ISSN (Print): 1573-4099
ISSN (Online): 1875-6697

Research Article

Partial Order in Environmental Chemistry

Author(s): Rainer Bruggemann* and Lars Carlsen

Volume 16, Issue 3, 2020

Page: [257 - 269] Pages: 13

DOI: 10.2174/1573409915666190416160350

Price: $65

Abstract

Background: The theory of partial order is a branch of Discrete Mathematics and is often seen as pretty esoteric. However, depending on a suitable definition of an order relation, partial order theory has some statistical flavor. Here we introduce the application of partial order for environmental chemistry.

Objective: We showed that partial order is an instrument, which at the same time, has both data exploration - and evaluation potency.

Methods: The partial order theory was applied in this study.
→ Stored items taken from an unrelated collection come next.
PR #15877, opened 2024-12-04
Add marker validation in pre-test stage of PR testing. 

yutongzhang-microsoft:
### Description of PR

In our proposed PR testing model, we use `pytest.mark.topology` to identify and collect relevant test scripts. To ensure all scripts are properly marked, particularly newly added ones, we introduced a checker in the pre-test stage to verify the presence and correctness of these markers.

Summary:
Fixes # (issue)

### Type of change

- [ ] Bug fix

### Back port request
- [ ] 202012
- [ ] 202205
- [ ] 202305
- [ ] 202311
- [ ] 202405

In our proposed PR testing model, we use `pytest.mark.topology` to identify and collect relevant test scripts. To ensure all scripts are properly marked, particularly newly added ones, we introduced a checker in the pre-test stage to verify the presence and correctness of these markers.

#### How did you do it?
To ensure all scripts are properly marked, particularly newly added ones, we introduced a checker in the pre-test stage to verify the presence and correctness of these markers.

Tested by pipeline itself. If a script lack the marker, it will fail the whole pipeline.


.azure-pipelines/markers-check.yml
```diff
@@ -0,0 +1,12 @@
+steps:
+- script: |
+    set -x
+
+    pip3 install natsort
+
+    python3 ./.azure-pipelines/markers_check/markers_check.py tests
+    if [[ $? -ne 0 ]]; then
+      echo "##vso[task.complete result=Failed;]Markers check fails."
```
wangxin, line 9: Why set variable `result` here?

.azure-pipelines/markers_check/markers_check.py
```diff
@@ -0,0 +1,56 @@
...
+    This function collects all test scripts under the folder 'tests/'
+    and get the topology type marked in the script
+    '''
+    location = sys.argv[1]
+
+    # Recursively find all files starting with "test_" and ending with ".py"
+    # Note: The full path and name of files are stored in a list named "files"
+    files = []
+    for root, dirs, file in os.walk(location):
+        for f in file:
```
wangxin, line 20: Variable name `file` could conflict with the `file` builtin module. 
Although it works here, but please do avoid such practice to avoid inadvertent bug in the future.

.azure-pipelines/markers_check/markers_check.py
```diff
@@ -0,0 +1,56 @@
...
+                files.append(os.path.join(root, f))
+    files = natsorted(files)
+
+    # Open each file and search for regex pattern
+    pattern = re.compile(r"[^@]pytest\.mark\.topology\(([^\)]*)\)")
+
+    for f in files:
+        has_markers = False
+        # Remove prefix from file name:
+        filename = f[len(location) + 1:]
```
wangxin, line 31: This method is not robust enough. What if the `location` is an absolute path? Then its length would be quite different.

.azure-pipelines/markers_check/markers_check.py
```diff
@@ -0,0 +1,56 @@
...
+        try:
+            with open(f, 'r') as file:
```
wangxin, line 33: Same potential conflict between variable name `file` and builtin module `file`.

.azure-pipelines/markers_check/markers_check.py
```diff
@@ -0,0 +1,56 @@
...
+                for line in file:
+                    # Get topology type of script from mark `pytest.mark.topology`
+                    match = pattern.search(line)
+                    if match:
+                        has_markers = True
+                        break
+
+            if not has_markers:
+                print("\033[31mPlease add mark `pytest.mark.topology` in script {}\033[0m".format(filename))
+                sys.exit(1)
```
wangxin, line 43: It's better not to exit on the first file without proper topology mark.
It would be better to complete the search, and return list of script files that do not have expected topology mark.

.azure-pipelines/markers_check/markers_check.py
```diff
@@ -0,0 +1,56 @@
...
+
+        except Exception as e:
+            logging.error('Failed to load file {}, error {}'.format(f, e))
```
wangxin, line 46: * Here the code is catching a generic exception. The log should not assume error is just with loading file.
* Is a proper return code required when exception is thrown?

.azure-pipelines/markers_check/markers_check.py
```diff
@@ -0,0 +1,56 @@
...
+
+    sys.exit(0)
+
+
+def main():
+    collect_all_scripts()
```
wangxin, line 52: This function is not just collect all scripts. It also checks if a script has expected topology marker. Here the function name does not make sense.

.azure-pipelines/markers-check.yml
yutongzhang-microsoft: As I searched, `##vso[task.complete result=Failed;]` is used to explicitly mark a task as failed. And exit 1 is a double confirm to fail the pipeline.

.azure-pipelines/markers_check/markers_check.py
yutongzhang-microsoft: Changed all names related to `file` to `script`

.azure-pipelines/markers_check/markers_check.py
yutongzhang-microsoft: Based on L#19, I think this location can be considered as the prefix. Here what we want to do is to remove this prefix.

.azure-pipelines/markers_check/markers_check.py
yutongzhang-microsoft: Modified to script.

.azure-pipelines/markers-check.yml
```diff
@@ -0,0 +1,12 @@
+steps:
+- script: |
+    set -x
+
+    pip3 install natsort
+
+    python3 ./.azure-pipelines/markers_check/markers_check.py tests
+    if [[ $? -ne 0 ]]; then
```
xwjiang-ms, line 8: is that necessary since the python code is using sys.exit()

yutongzhang-microsoft: Here, we need to get the return value of python script and fail the pipeline. They are two things.

.azure-pipelines/markers_check/markers_check.py
yutongzhang-microsoft: Changed the error message and set another return code.

.azure-pipelines/markers_check/markers_check.py
yutongzhang-microsoft: Changed the name to "collect_scripts_and_markers"

opcoder0:
Hi @yutongzhang-microsoft I was wondering overriding the hook in the `tests/conftest.py` might accomplish this as below. As `pytest` would have already collected the tests and could work even before CI kicks in. In `tests/conftest.py` override the hook `pytest_collection_modifyitems` https://docs.pytest.org/en/4.6.x/reference.html#_pytest.hookspec.pytest_collection_modifyitems

```
def pytest_collection_modifyitems(config, items):
    found = False
    for item in items:
        markers = item.iter_markers()
        for marker in markers:
            if marker.name == "pytest.mark.topology":
                found = True
                break
....
```

?

yutongzhang-microsoft:
> tests/conftest.py

I agree with you, thank you for such good suggestion. But we want to do analyse in advance, before starting our test. If we use this method, in `tests/conftest.py`, which means we have already started our test.

opcoder0:
> > tests/conftest.py
> 
> I agree with you, thank you for such good suggestion. But we want to do analyse in advance, before starting our test. If we use this method, in `tests/conftest.py`, which means we have already started our test.

Ah ok! Thanks. I thought we can accomplish the same intended effect just by failing the test. That way developers can see it before running CI. 

```
...
if found == False:
    pytest.Fail(f"{item.name} has no required marker")
```

yutongzhang-microsoft:
> > > tests/conftest.py
> > 
> > 
> > I agree with you, thank you for such good suggestion. But we want to do analyse in advance, before starting our test. If we use this method, in `tests/conftest.py`, which means we have already started our test.
> 
> Ah ok! Thanks. I thought we can accomplish the same intended effect just by failing the test. That way developers can see it before running CI.
> 
> ```
> ...
> if found == False:
>     pytest.Fail(f"{item.name} has no required marker")
> ```

When we are running `conftest.py`, we have already started the pytest process. Maybe we are running some pre-test. But if we collect the scripts and analyse before, as this PR, we won't start any pytest process.

.azure-pipelines/markers-check.yml
xwjiang-ms: Wouldn't sys.exit(1) fail pipeline?

yutongzhang-microsoft: This only fail the python script. We need to get the return code of python script to fail the pipeline

opcoder0:
> > ```
> > ...
> > if found == False:
> >     pytest.Fail(f"{item.name} has no required marker")
> > ```
> 
> When we are running `conftest.py`, we have already started the pytest process. Maybe we are running some pre-test. But if we collect the scripts and analyse before, as this PR, we won't start any pytest process.

Since this hook is executed just as soon as the collection step in pytest is complete; technically no tests have started to run yet. Not even pre-test. Moreover, I see that the `test_pretest.py` also has `pytest.mark.topology` set to `('util', 'any')`. So pre-tests should run even with this check turned on in `conftest.py` without any errors. Or we can even make special consideration for pre and posttest by checking if marker is "pretest" or "posttest". My intention was to see -

- If we can avoid postponing this check to CI stage. But rather run it sooner when the developer runs the test on their dev/test machine. We can catch the issue sooner and save CI cycles.
- Avoid parsing code and searching for the topology marker

yutongzhang-microsoft:
> > > ```
> > > ...
> > > if found == False:
> > >     pytest.Fail(f"{item.name} has no required marker")
> > > ```
> > 
> > 
> > When we are running `conftest.py`, we have already started the pytest process. Maybe we are running some pre-test. But if we collect the scripts and analyse before, as this PR, we won't start any pytest process.
> 
> Since this hook is executed just as soon as the collection step in pytest is complete; technically no tests have started to run yet. Not even pre-test. Moreover, I see that the `test_pretest.py` also has `pytest.mark.topology` set to `('util', 'any')`. So pre-tests should run even with this check turned on in `conftest.py` without any errors. Or we can even make special consideration for pre and posttest by checking if marker is "pretest" or "posttest". My intention was to see -
> 
> * If we can avoid postponing this check to CI stage. But rather run it sooner when the developer runs the test on their dev/test machine. We can catch the issue sooner and save CI cycles.
> * Avoid parsing code and searching for the topology marker

As you said, it will run the collection step of pytest, which will cost around 20 minutes.

opcoder0:
> As you said, it will run the collection step of pytest, which will cost around 20 minutes.

Yeah 20 minutes is too long while this might be done in seconds. Thank you @yutongzhang-microsoft.

opcoder0 (approved):
LGTM! :-)

wangxin (dismissed):
LGTM. But it would be even better if function name `check_scripts_and_markers` can be improved to `collect_scripts_without_topology_markers`. Then name of the function matches its actual behavior.

yutongzhang-microsoft:
> LGTM. But it would be even better if function name `check_scripts_and_markers` can be improved to `collect_scripts_without_topology_markers`. Then name of the function matches its actual behavior.

Sure, I will change it.

wangxin (approved):

PR #15878, opened 2024-12-04
Clean up the fdb on the sonic fanout in fdb test

nhe-NV:
Fanout switch should not learn any FDB entries at all, but it learns tens of thousands of them.  FDB table for fanout is much bigger than FDB table for DUT. In this case, when do shutdown of the port from DUT, the port on the fanout will also go down. FDB flush also executed on this port on fanout, if there is too many fdb entries on the port, then during flushing following event occurred on fanout: INFO database#supervisord: redis 40:M 24 Oct 2024 15:23:08.510 #Lua slow script detected: still in execution after 6524 milliseconds. You can try killing the script using the SCRIPT KILL command. Script SHA1 is: 7acccfabe7fbd17d9a74e91c34de49c51d70749b ERR pmon#psud: :- checkReplyType: Expected to get redis type 3 got type 6, err: BUSY Redis is busy running a script. You can only call SCRIPT KILL or SHUTDOWN NOSAVE.

Script fdb_flush.lua takes a long time to execute because it goes through all FDB entries in redis

(This problem already described in community bug [warm-reboot] apps crash due to redis is busy running 'table_dump.lua' during warm-start #3008. It is generic problem for any type of entries, no only FDB )

Finally on fanout will have following err:
INFO swss#supervisord 2024-10-24 15:23:10,233 INFO exited: orchagent (terminated by SIGABRT (core dumped); not expected)

It will cause Dockers go to restart and on dut  ports will  also go to DOWN state for a few seconds.

In the fdb test case, we have the logic to cleanup the fdb entry on the dut, at the same time we also need to clean the fdb on fanout to avoid issue happen.

### Description of PR

Summary:
Fixes # (issue)

### Type of change

- [x] Bug fix

### Back port request
- [ ] 202012
- [ ] 202205
- [ ] 202305
- [ ] 202311
- [x] 202405

If not clean up the fdb entry on fanout in the fdb test, the test could work fine, but sometimes it may effect the following test cases.

### DIFF
--- a/tests/fdb/test_fdb.py
+++ b/tests/fdb/test_fdb.py
@@ -322,10 +322,10 @@ def setup_active_active_ports(active_active_ports, rand_selected_dut, rand_unsel
 @pytest.mark.po2vlan
 def test_fdb(ansible_adhoc, ptfadapter, duthosts, rand_one_dut_hostname, ptfhost, pkt_type,
              toggle_all_simulator_ports_to_rand_selected_tor_m, record_mux_status,              # noqa F811
-             setup_active_active_ports, get_dummay_mac_count):                                  # noqa F811
+             setup_active_active_ports, get_dummay_mac_count, fanouthosts):                                  # noqa F811
 
     # Perform FDB clean up before each test and at the end of the final test
-    fdb_cleanup(duthosts, rand_one_dut_hostname)
+    fdb_cleanup(duthosts, rand_one_dut_hostname, fanouthosts)
     if pkt_type == "cleanup":
         return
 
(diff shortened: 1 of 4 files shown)


liat-grozovik (dismissed):

liat-grozovik:
LGTM. @bingwang-ms would you suggest who else need to review it?

liat-grozovik:
@bingwang-ms kindly reminder on next steps to have this included.

bingwang-ms:
@prsunny, @kperumalbfn Can you help find someone to review? Is the slow Lua script concerning?

roy-sror (approved):

prsunny:
lgtm, in general fanout is an l2 switch and should have only the few fdb entries required for ptf forwarding. this test clean up may cause a temporary flood but i think it should be fine.

nhe-NV:
@bingwang-ms  Can you help to merge it?

bingwang-ms (approved):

It depends on four indicators which describe the environmental hazards of chemicals.

Results: Nineteen organic chemicals were found within a monitoring study in the German river Main and were taken as an exemplary case. The results indicated that chemicals can have a high risk on the environment, however, the type of risk is different and should not conceptually merge into a single quantity.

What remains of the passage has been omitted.